§ **TRY IT**
For every line in the entries that contains "case", show the whole line.
Start of DATA FOR THE TASK
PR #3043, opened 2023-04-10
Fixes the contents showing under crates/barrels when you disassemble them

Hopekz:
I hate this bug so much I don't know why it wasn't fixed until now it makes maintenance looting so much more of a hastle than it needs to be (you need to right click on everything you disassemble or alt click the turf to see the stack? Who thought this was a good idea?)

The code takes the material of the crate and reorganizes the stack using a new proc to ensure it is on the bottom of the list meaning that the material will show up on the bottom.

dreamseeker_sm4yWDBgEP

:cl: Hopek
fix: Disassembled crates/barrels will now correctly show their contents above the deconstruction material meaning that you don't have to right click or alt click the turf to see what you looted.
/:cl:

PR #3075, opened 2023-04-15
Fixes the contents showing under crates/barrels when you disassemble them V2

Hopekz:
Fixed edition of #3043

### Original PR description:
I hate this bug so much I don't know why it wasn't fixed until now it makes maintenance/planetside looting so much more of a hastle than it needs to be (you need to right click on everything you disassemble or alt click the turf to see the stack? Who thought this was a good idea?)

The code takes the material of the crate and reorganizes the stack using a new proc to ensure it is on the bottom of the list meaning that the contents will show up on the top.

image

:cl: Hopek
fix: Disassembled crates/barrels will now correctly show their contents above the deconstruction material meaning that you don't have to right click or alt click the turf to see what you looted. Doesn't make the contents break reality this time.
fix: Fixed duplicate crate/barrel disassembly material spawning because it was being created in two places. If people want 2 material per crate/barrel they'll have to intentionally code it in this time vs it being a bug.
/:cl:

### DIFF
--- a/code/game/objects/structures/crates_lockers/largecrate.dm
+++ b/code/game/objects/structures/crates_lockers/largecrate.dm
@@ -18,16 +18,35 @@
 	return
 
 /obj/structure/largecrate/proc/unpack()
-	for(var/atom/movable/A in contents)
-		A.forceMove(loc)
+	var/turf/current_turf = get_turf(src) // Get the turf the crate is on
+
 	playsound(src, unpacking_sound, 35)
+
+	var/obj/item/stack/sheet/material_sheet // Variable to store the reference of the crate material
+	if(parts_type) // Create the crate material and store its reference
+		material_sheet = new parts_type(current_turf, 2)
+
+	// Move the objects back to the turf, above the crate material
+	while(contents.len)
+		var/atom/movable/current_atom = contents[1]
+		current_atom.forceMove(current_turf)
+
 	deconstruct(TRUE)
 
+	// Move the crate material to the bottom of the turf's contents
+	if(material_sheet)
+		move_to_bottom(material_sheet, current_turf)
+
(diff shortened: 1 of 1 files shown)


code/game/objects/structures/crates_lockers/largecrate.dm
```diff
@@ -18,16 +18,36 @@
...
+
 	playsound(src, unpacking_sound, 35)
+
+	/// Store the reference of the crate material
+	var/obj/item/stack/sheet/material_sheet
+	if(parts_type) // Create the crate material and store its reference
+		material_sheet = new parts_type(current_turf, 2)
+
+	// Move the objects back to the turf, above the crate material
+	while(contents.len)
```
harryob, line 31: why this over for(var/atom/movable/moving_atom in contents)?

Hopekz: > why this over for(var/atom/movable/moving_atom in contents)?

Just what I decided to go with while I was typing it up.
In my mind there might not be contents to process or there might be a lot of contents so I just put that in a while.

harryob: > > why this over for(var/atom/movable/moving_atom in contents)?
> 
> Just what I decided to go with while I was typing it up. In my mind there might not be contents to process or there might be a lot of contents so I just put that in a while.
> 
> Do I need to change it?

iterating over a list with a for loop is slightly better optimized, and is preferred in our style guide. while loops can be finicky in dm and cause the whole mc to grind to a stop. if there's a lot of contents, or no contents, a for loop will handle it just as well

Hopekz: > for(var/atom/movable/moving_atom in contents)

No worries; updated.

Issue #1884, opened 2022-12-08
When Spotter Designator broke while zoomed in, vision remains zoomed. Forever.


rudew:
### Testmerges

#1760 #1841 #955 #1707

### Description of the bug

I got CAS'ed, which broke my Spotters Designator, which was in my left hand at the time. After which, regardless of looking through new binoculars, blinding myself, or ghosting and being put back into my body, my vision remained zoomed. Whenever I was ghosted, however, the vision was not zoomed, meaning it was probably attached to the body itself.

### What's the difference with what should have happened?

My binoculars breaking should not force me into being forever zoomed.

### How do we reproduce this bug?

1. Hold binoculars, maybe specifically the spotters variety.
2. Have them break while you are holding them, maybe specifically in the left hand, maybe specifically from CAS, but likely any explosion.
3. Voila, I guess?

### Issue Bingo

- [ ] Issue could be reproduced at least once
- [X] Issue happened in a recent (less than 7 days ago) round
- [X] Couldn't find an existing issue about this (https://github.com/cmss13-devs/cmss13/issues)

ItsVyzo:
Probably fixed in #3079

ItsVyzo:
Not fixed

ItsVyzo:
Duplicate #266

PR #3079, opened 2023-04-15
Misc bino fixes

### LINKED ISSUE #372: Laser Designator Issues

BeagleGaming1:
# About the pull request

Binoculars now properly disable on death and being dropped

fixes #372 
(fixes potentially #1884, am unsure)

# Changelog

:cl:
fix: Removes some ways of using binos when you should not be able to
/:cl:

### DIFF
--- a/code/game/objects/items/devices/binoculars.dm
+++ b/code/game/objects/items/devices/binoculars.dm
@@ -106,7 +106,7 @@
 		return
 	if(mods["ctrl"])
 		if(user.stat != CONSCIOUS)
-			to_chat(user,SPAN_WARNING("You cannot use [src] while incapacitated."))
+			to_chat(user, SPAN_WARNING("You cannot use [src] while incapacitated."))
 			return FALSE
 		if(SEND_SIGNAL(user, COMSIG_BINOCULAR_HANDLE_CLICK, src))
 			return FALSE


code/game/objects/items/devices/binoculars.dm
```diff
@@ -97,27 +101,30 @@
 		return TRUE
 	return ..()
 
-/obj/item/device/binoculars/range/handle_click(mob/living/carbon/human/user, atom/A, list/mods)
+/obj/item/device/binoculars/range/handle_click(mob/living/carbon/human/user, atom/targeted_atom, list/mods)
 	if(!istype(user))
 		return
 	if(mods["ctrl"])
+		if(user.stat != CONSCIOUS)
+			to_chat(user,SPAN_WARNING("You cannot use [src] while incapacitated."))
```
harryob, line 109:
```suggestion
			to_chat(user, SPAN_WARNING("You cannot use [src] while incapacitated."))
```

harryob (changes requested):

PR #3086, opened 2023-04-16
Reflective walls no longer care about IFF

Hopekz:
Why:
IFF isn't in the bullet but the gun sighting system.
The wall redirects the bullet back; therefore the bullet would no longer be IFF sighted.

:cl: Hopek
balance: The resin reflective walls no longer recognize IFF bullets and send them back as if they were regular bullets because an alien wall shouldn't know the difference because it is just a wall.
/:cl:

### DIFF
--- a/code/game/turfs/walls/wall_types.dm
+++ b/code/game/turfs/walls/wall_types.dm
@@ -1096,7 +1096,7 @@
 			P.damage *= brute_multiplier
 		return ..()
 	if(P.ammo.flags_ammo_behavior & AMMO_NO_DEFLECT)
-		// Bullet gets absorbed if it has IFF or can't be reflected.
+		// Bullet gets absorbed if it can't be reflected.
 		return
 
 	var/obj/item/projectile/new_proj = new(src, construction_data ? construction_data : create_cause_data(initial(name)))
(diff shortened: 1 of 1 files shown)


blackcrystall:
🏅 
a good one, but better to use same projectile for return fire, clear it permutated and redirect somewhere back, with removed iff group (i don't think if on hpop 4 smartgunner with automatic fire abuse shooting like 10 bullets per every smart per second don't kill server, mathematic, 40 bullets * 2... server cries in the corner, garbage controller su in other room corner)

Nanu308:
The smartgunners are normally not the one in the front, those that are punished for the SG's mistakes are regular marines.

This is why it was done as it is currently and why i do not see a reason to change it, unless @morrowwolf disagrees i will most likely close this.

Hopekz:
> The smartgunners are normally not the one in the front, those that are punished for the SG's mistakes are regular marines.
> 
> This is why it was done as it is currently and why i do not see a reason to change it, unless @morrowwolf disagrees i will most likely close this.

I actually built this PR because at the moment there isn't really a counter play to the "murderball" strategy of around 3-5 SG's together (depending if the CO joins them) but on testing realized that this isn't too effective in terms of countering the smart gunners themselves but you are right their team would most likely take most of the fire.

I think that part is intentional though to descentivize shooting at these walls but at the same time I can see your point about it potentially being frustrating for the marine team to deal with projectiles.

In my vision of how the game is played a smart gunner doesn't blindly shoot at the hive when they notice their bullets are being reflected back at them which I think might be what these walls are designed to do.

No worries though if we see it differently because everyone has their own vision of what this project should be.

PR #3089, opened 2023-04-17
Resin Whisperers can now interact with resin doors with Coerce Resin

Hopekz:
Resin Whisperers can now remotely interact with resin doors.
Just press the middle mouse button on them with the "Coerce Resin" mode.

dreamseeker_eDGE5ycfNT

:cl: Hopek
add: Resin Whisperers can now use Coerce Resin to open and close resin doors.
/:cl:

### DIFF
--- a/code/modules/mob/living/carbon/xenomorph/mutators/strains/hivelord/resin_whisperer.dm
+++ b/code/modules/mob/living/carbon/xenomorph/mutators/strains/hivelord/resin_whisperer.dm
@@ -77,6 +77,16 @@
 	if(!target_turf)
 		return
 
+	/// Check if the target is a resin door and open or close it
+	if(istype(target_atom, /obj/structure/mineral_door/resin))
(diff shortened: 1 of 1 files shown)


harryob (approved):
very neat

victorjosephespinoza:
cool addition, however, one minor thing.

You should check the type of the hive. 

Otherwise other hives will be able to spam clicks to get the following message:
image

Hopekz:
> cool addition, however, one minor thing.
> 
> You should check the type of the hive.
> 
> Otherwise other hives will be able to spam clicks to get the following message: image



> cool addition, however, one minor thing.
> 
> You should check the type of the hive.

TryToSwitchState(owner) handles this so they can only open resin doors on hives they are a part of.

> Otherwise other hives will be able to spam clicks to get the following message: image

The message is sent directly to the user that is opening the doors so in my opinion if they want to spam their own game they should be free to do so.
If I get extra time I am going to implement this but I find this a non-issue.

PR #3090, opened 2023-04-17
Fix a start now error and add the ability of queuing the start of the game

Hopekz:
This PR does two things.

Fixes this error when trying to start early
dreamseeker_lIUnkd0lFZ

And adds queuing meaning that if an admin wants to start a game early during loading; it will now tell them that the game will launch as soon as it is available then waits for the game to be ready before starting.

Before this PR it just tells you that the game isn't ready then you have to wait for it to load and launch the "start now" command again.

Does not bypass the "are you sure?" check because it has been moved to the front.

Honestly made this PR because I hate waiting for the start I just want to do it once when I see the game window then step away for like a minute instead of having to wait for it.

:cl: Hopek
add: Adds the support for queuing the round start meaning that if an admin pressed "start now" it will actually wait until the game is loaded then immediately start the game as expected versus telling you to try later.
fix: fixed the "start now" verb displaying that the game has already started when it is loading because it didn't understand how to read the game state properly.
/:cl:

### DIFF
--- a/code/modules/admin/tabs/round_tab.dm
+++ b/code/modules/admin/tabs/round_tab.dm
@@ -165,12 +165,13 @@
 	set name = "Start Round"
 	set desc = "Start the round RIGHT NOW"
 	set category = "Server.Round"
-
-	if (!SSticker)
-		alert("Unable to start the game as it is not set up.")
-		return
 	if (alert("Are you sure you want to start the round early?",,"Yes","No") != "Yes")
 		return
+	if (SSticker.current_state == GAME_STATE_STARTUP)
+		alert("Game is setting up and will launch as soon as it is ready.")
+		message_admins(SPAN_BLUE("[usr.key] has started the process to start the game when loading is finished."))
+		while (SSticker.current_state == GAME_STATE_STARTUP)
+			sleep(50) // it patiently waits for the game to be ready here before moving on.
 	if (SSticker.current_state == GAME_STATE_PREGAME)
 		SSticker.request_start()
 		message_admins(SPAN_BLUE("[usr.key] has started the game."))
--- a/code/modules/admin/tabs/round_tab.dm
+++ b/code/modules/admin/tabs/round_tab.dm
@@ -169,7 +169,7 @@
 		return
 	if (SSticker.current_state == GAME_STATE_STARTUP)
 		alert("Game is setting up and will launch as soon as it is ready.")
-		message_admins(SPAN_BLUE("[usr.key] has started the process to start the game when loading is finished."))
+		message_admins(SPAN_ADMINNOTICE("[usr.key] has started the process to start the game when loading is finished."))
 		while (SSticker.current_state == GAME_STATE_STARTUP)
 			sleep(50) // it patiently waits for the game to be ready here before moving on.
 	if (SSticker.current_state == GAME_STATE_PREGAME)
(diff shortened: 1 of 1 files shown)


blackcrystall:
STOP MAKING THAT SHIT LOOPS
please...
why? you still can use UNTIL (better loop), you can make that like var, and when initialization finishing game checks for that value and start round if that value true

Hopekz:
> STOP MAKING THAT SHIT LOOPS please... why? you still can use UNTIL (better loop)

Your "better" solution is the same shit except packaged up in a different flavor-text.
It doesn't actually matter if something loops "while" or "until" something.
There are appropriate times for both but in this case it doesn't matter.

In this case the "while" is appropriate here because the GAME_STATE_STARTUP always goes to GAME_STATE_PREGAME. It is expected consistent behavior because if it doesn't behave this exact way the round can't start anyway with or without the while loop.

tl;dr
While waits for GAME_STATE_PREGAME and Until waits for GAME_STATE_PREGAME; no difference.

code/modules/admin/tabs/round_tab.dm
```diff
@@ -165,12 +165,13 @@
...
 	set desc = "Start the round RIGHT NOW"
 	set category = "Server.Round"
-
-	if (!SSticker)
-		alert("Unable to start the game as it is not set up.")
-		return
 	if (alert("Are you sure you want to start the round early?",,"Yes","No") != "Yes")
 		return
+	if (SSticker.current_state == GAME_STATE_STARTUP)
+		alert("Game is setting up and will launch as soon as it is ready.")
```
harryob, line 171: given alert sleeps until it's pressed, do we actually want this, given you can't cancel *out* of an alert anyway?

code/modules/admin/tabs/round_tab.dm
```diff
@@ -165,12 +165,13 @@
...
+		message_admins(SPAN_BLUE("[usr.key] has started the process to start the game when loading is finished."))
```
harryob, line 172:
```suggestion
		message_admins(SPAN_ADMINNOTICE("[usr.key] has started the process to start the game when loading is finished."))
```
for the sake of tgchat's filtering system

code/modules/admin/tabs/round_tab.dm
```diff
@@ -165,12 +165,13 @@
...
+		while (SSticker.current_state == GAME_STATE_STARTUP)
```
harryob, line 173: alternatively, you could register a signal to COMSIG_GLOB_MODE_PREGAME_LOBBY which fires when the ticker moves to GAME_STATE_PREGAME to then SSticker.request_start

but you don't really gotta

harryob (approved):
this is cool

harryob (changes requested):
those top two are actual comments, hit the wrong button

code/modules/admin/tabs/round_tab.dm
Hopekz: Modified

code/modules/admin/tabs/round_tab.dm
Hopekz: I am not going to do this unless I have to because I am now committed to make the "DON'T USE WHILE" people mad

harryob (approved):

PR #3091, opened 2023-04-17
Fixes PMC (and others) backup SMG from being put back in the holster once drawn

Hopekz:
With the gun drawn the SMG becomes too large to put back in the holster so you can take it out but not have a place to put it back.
End of DATA FOR THE TASK
§ **ANSWER BELOW**
There are appropriate times for both but in this case it doesn't matter.
In this case the "while" is appropriate here because the GAME_STATE_STARTUP always goes to GAME_STATE_PREGAME. It is expected consistent behavior because if it doesn't behave this exact way the round can't start anyway with or without the while loop.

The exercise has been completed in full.